I don't believe it's all mistrust.  Many/most people don't have a clue about real photography beyond their cellphone 'camera'.  They just don't understand all of the equipment let alone the theory of light.  People 'fear' what they don't understand, human nature I guess, too bad.


----------



## Lyncca (Oct 23, 2008)

I guess there is the good and bad of being a female.  The bad is that I don't feel safe to go to some areas that a male may, but on the other, people don't tend to think I am a terrorist or kidnapper either.

I see people watching me a lot, generally when I have a big telephoto lens attached to my camera or if I have a tripod for night photography, but I don't usually have anyone rude approach.  Mostly people come and talk to me and ask if I am from National Geographic or something similar, which is pretty funny.  If they only knew that if I were, my equipment would be seriously lacking!

A lot of times I will show people pictures I take on the LCD. Then, they can see what I see, and many times this will bring about questions, so I explain to them about shutter speed, and the purpose of a tripod.  So, in the end, I get to blab about photography, meet someone new, and they learn something or at least see some cool photos


----------



## Jeremy Lim (Oct 23, 2008)

Like Jamie said, the first thing I thought when I read the title was, "Because everyone thinks everyone else is a pervert."  Though I get funny looks in public, I get the most crap from my friends.  I think the worst comment was, "You know, when you said you were bringing the camera, I didn't think you'd be humping it all night."  Blagh.

I live in Vancouver, so we get a large influx of Asian tourists and visitors.  I think I get away with some shots because people think I'm a tourist.  Being born and bred here, they couldn't be more wrong.

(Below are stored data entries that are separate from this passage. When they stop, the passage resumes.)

PR #478, opened 2021-05-06
Resent BYE with auth upon 407 challenge

### LINKED ISSUE #477: BYE is not re-sent upon 407 Proxy-Autentication request
Hello! 

I'm currently working with a PBX that sends a 407 Proxy-Authentication request when trying to leave a call, but I've noticed my calls not actually hanging up on the other clients if I hang up from a SipSorcery SIPUserAgent. 

I've investigated and it seems like we simply do not re-send a BYE with the proper auth header. I've been able to kinda fix it by using the Server/Client User Agents to hangup, but it only partially fixes the problem (only when we made the call). It seems in the Server User Agent I'd need to have a non-null ISIPAccount for it to resend.

My fix currently, from SIPUserAgent
```
/// Old code
/*if (m_sipDialogue != null && m_sipDialogue.DialogueState != SIPDialogueStateEnum.Terminated)
{
  m_sipDialogue.Hangup(m_transport, m_outboundProxy);
  m_byeTransaction = m_sipDialogue.m_byeTransaction;
}*/

/// New code, use the UserAgents depending on which is available
if (m_uac != null)
{
  m_uac.Hangup();
}
else if (m_uas != null)
{
  m_uas.Hangup(false);
}
```

Is this an issue and can I help in any way to fix it ? 

Thanks in advance

Cheroukee:
Fixes #477

These changes make use of the Client/Server UserAgent Hangup code to enable resend of the BYE with the necessary authentication headers.

Took advantage of the ISIPAccount interface which the server agent already optionally received to propagate the username/password

Added IsHangingUp to both Client/Server UserAgent in order to help the SIPUserAgent get the proper information 

Removed the m_byeTransaction from the SIPUserAgent since it is not needed anymore

### DIFF
--- a/src/app/SIPUserAgents/SIPClientUserAgent.cs
+++ b/src/app/SIPUserAgents/SIPClientUserAgent.cs
@@ -42,6 +42,7 @@ namespace SIPSorcery.SIP.App
         private bool m_hungupOnCancel;                              // Set to true if a call has been cancelled AND and then an OK response was received AND a BYE has been sent to hang it up. This variable is used to stop another BYE transaction being generated.
         private int m_serverAuthAttempts;                           // Used to determine if credentials for a server leg call fail.
         internal SIPNonInviteTransaction m_cancelTransaction;       // If the server call is cancelled this transaction contains the CANCEL in case it needs to be resent.
+        internal SIPNonInviteTransaction m_byeTransaction;       // If the server call is cancelled this transaction contains the CANCEL in case it needs to be resent.
         private SIPEndPoint m_outboundProxy;                        // If the system needs to use an outbound proxy for every request this will be set and overrides any user supplied values.
         private SIPDialogue m_sipDialogue;
 
@@ -61,6 +62,8 @@ namespace SIPSorcery.SIP.App
         {
             get { return m_serverTransaction.TransactionFinalResponse != null; }
         }
+
+        public bool IsHangingUp => m_byeTransaction?.DeliveryPending ?? false;
 
         public SIPDialogue SIPDialogue
         {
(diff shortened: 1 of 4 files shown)


src/app/SIPUserAgents/SIPClientUserAgent.cs
```diff
@@ -42,6 +42,7 @@ public class SIPClientUserAgent : ISIPClientUserAgent
         private bool m_hungupOnCancel;                              // Set to true if a call has been cancelled AND and then an OK response was received AND a BYE has been sent to hang it up. This variable is used to stop another BYE transaction being generated.
         private int m_serverAuthAttempts;                           // Used to determine if credentials for a server leg call fail.
         internal SIPNonInviteTransaction m_cancelTransaction;       // If the server call is cancelled this transaction contains the CANCEL in case it needs to be resent.
+        internal SIPNonInviteTransaction m_byeTransaction;       // If the server call is cancelled this transaction contains the CANCEL in case it needs to be resent.
```
Cheroukee, line 45: Whoops this comment needs to be changed

src/app/SIPUserAgents/SIPUserAgent.cs
```diff
@@ -191,7 +192,11 @@ public bool IsHangingUp
                 {
                     return true;
                 }
-                else if (m_byeTransaction != null && m_byeTransaction.DeliveryPending)
+                else if (m_uac != null && m_uac.IsHangingUp)
+                {
+                    return true;
+                }
+                else if (m_uas != null && m_uas.IsHangingUp)
```
sipsorcery, line 199: These two else statements could be combined.

sipsorcery:
Thanks for the PR. Looks good. Added one small suggestion.

Cheroukee:
> 
> 
> Thanks for the PR. Looks good. Added one small suggestion.

All good, suggestion merged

C'est la vie.  I've met some amazing people and come up with some pretty sweet shots thanks to my 30D.  The only thing stopping me is the day my camera dies.  Quick, everyone knock on wood!


----------



## Overread (Oct 23, 2008)

errr guys this is a 4 year old thread -- let it die please


----------



## Joves (Oct 23, 2008)

Overread said:


> errr guys this is a 4 year old thread -- let it die please


No we must give it CPR. Besides the forum has been slow so why not revive something.
 Oh and most people notice my sidearm before my camera. I love living in Az.


----------



## manaheim (Oct 23, 2008)

Like some I find that most people are more curious than concerned... I almost find this more weird.  I get a _lot_ of people who are just kind of into whatever you are doing and want to be involved in some way, see what you are doing, look at your results, ask you questions, etc.

To be honest, it surprises me mainly because it's not like DSLRs are uncommon in my area... hell I went to a labor day parade recently and I swear every third person had one.  Dunno.  It's a funny social behavior.


----------



## Josh66 (Oct 23, 2008)

Overread said:


> errr guys this is a 4 year old thread -- let it die please



And obviously things have only gotten worse since then.

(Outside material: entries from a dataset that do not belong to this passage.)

PR #479, opened 2021-05-06
Re-invite with auth when holding/unholding

Cheroukee:
This simply adds the necessary logic to create an invite message if the user agent receives a 407 during a hold/unhold

### DIFF
--- a/src/app/SIPUserAgents/Behaviours/SIPAuthChallenge.cs
+++ b/src/app/SIPUserAgents/Behaviours/SIPAuthChallenge.cs
@@ -1,0 +1,36 @@
+﻿//-----------------------------------------------------------------------------
+// Filename: SIPAuthChallenge.cs
+//
+// Description: Common logic when having to add auth to SIP Requests
+//
+// History:
+// 10 May 2021 : Created 
+//
+// License: 
+// BSD 3-Clause "New" or "Revised" License, see included LICENSE.md file.
+//-----------------------------------------------------------------------------
+using System.Linq;
+using SIPSorcery.SIP;
+
+
+namespace SIPSorcery.App.SIPUserAgents.Behaviours
+{
+    public static class SIPAuthChallenge
+    {
+        public static SIPRequest AddAuthenticationHeaderToRequest(SIPRequest previousSipRequest, SIPResponse sipResponse, string username, string password)
+        {
+            // Resend Invite with credentials.
+            SIPAuthorisationDigest authRequest = sipResponse.Header.AuthenticationHeader.SIPDigest;
+            SIPURI contactUri = sipResponse.Header.Contact.Any() ? sipResponse.Header.Contact[0].ContactURI : sipResponse.Header.From.FromURI;
+            
+            authRequest.SetCredentials(username, password, contactUri.ToString(), previousSipRequest.Method.ToString());
+
+            previousSipRequest.Header.AuthenticationHeader = new SIPAuthenticationHeader(authRequest);
+            previousSipRequest.Header.AuthenticationHeader.SIPDigest.Response = authRequest.Digest;
+            previousSipRequest.Header.Vias.TopViaHeader.Branch = CallProperties.CreateBranchId();
+            previousSipRequest.Header.CSeq = previousSipRequest.Header.CSeq + 1;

Four years ago people thought you were strange for taking a photo of a person you're not related to, now you are suspect if you take a picture of a bridge.

Why on Earth would anybody ever photograph a bridge if they weren't planning on blowing it up?  I don't understand why nobody else sees this...
We need to ban photography altogether, the world will be much safer.
"The Terrorists" will have no way of planning their attacks if we all just made this small sacrifice and took up another hobby.  (Astronomy would probably be best, so we could continue our obsession with lenses, and it is equally (probably even more) expensive, so we'll still have that going for us too.)

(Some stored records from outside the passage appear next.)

PR #1807, opened 2026-08-28
Raise events when a call is taken over by an attended transfer.

sipsorcery:
The party being replaced is the one side of an attended transfer an application cannot observe.
`SIPUserAgent` recognises the replacing INVITE, matches it, puts its current call on hold, answers
the new one and hangs up the old — all inside `AcceptAttendedTransfer`, saying nothing while it
does. `OnIncomingCall` is deliberately not raised for it, so there was no hook at all.

That's an asymmetry rather than a design. The transferee already has `OnTransferRequested` and
`OnTransferToTargetSuccessful`/`Failed` for its half of the same exchange.

## Two events, mirroring those

```csharp
public event Action<SIPRequest> OnAttendedTransferRequested;
public event Action<SIPDialogue> OnAttendedTransferAccepted;
```

**`OnAttendedTransferRequested`** — informational, raised on recognition, before the hold. There is
deliberately no way to decline from it: RFC 3891 matching has already identified the dialog, and
acceptance is what the agent does with it. Adding a veto would change behaviour; this doesn't.

**`OnAttendedTransferAccepted`** — raised once the new call is answered, carrying the dialog that
has been **replaced**. So it reports that the transfer happened rather than that it was attempted:
it does not fire when answering fails and the original call is taken back off hold.

The replaced dialog is captured before `Answer`, since answering replaces it and it's the one an
application needs named.

## Why they earn their place

The two bracket the window where the call being taken over is on hold. An application feeding a
continuous audio source logs `SendRtpRaw was called … Stream Status set to RecvOnly` throughout it,
and without these events there is nothing to attribute that to — it reads as a stuck hold rather
than a brief and correct one. That's exactly how it was misread before this.

The transfer diagnostics command now uses both, which is what they were added for:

I get looks sometimes...  I've gotten the finger for aiming a camera at someone a few times.  There's been instances where I didn't take a picture I wanted to because I didn't want to have to "explain myself".

I can't believe how stupid some people are.  Most people are probably just curious, but some of them really do think that photographers might be "up to something".


----------



## Unreal Tuner (Oct 23, 2008)

JimJohnD said:


> I don't believe it's all mistrust. Many/most people don't have a clue about real photography beyond their cellphone 'camera'. They just don't understand all of the equipment let alone the theory of light. People 'fear' what they don't understand, human nature I guess, too bad.


 
I think this pretty much sums it up.  I agree with it.
Some people just don't understand.


----------



## Paul M (Oct 24, 2008)

Joves said:


> No we must give it CPR. Besides the forum has been slow so why not revive something.
> Oh and most people notice my sidearm before my camera. I love living in Az.


 
I agree and I figgure with the investment I am carrying, I had better protect it right? Except here in Florida, it has to be concealed  so when stopped, it makes things a bit more exciting when it's an officer asking what I'm doing. I am not going to stop either way. As long as I am not doing anything wrong, I am not going to let people that have no clue limit me in any way.


----------



## MarkCSmith (Oct 24, 2008)

I think anybody is right to be wary of their picture being taken and absolutely fulfilling their parental obligation to question anybody taking pictures of their children. I'm never nervous about taking pictures of kids, I always ask the parents permission first and offer a business card so they can see the shots. I've never had a refusal... I'm very personable and I'm great with kids. 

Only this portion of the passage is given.